Machine-learning predicts genomic determinants of meiosis-driven structural variation in a eukaryotic pathogen

Species harbor extensive structural variation underpinning recent adaptive evolution. However, the causality between genomic features and the induction of new rearrangements is poorly established. Here, we analyze a global set of telomere-to-telomere genome assemblies of a fungal pathogen of wheat to establish a nucleotide-level map of structural variation. We show that the recent emergence of pesticide resistance has been disproportionally driven by rearrangements. We use machine learning to train a model on structural variation events based on 30 chromosomal sequence features. We show that base composition and gene density are the major determinants of structural variation. Retrotransposons explain most inversion, indel and duplication events. We apply our model to Arabidopsis thaliana and show that our approach extends to more complex genomes. Finally, we analyze complete genomes of haploid offspring in a four-generation pedigree. Meiotic crossover locations are enriched for new rearrangements consistent with crossovers being mutational hotspots. The model trained on species-wide structural variation accurately predicts the position of >74% of newly generated variants along the pedigree.
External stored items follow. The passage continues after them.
PR #645, opened 2026-08-14
fix(meet): skip recorder-dependent reconciliation when no recorder is configured

s-aga-r:
## Problem

On sites without a recorder server configured, the `reconcile_pending_recordings` scheduled job called `_client()` for every Pending/Stopping recording, raising `ValueError: URL must be configured` and creating an error log per recording on every scheduler run.

## Fix

Guard the two client-dependent phases (querying pending recordings and retrying stops) behind `_fixture_enabled() or _recorder_available()`. When the recorder is not configured these phases are skipped; affected recordings are not left stuck, because the stale sweep in the same job (which needs no client) still fails them with `recorder_unavailable` once past `max_ends_at`, and failed-recording cleanup continues to run.

## Tests

- `suite.meet.api.test.test_recording_reliability` — 12 passed
- `suite.meet.api.test.test_recording` — 25 passed

### DIFF
--- a/suite/meet/api/recording.py
+++ b/suite/meet/api/recording.py
@@ -680,16 +680,20 @@ def recorder_failed(
 
 
 def reconcile_pending_recordings():
-    names = frappe.get_all(
-        "Meet Recording",
-        filters={"status": "Pending", "pending_deadline": ["<=", now_datetime()]},
-        pluck="name",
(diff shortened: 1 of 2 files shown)


BreadGenie (approved):
LGTM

The predictive power highlights causality between specific sequence features and the induction of chromosomal rearrangements. Our work demonstrates that training sequence-derived models can accurately identify regions of intrinsic DNA instability in eukaryotic genomes.

Automated summary

This study analyzed a global set of telomere-to-telomere genome assemblies of a fungal pathogen of wheat to establish a nucleotide-level map of structural variation, demonstrating the causality between specific genomic features and chromosomal rearrangements. The use of machine learning to train a model on structural variation events revealed that base composition and gene density are major determinants of structural variation, with retrotransposons explaining most of the inversion, indel, and duplication events. The model trained on species-wide structural variation accurately predicted the position of over 74% of newly generated variants, highlighting the predictive power of specific sequence features in inducing chromosomal rearrangements.